Even writing this is giving me a headache. I'm not the kind of person to settle for sub-par and yet I see myself doing the same crap over and over and over again. Why? because of some vision I have of happiness? There is no happiness in my life beyond my kids small successes and there hasn't been for a long time... what makes me think giving my partner more of my life is going to change anything?

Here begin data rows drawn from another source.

Issue #384, opened 2018-03-11
Non-npm install could be simplified


mattrixman:
Hello.  I think pure is awesome, I want to use it everywhere.  

The README made me think that installing pure on a server without `npm` or root access would be too cumbersome to do several times a day.  After looking closer, I see that it's actually quite easy to automate--but it would be even easier if small changes were made to this repo. 

Here is the install process as documented
```
1. pull pure from github
2. examine fpath
3. add a symlink in fpath to pure.zsh
4. add a symlink in fpath to async.zsh
5. modify zshrc:
        autoload -U promptinit; promptinit
        prompt pure
```

But this works too:
```
1. pull pure from github into <pure_dir>
2. copy `pure.zsh` to `prompt_pure_setup`
3. copy `async.zsh` to `async`
4. modify .zshrc:
        fpath+=("<pure_dir>")
        autoload -U promptinit; promptinit
        prompt pure
```

Steps 2 and 3 could be eliminated by either:
- rename the files in the repo so that the user doesn't have to do it by hand
- modify whatever is looking for `prompt_pure_setup` so that it looks for `pure.zsh` too (and likewise for async)

So the resulting install would just be:
```
1. pull pure from github into <pure_dir>
2. modify .zshrc:

        fpath+=("<pure_dir>")
        autoload -U promptinit; promptinit
        prompt pure
```

The modifications above would also be helpful for cases where the user uses git to sync parts their home directory between servers (like I do).  As it stands, [my zshrc](https://github.com/MatrixManAtYrService/home/blob/master/.zshrc) contains this monster:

Of course there is a third option. To just act on my own without my partners supposed 'rights' in mind. Act now to change the path we are on. Cut my losses, leave my partner to grow up and figure his life out, and use what's left of my energy to make the decisions that need to be made to give my kids something better and find my own happiness. He's never going to put us first - so maybe it's time for me to.

The biggest wall in my life right now is what is best for my kids. I know that this isn't it... but I'm not sure that life torn between two parents in a single mother home is going to be either. Their dad can be great with them right now even though he sucks as a husband. I'm just tired of waiting on his lazy entitled mentally warped ass to get sober and fix his life to a point that all of us aren't stuck in the cesspit. Who knows if he's even capable of that any more.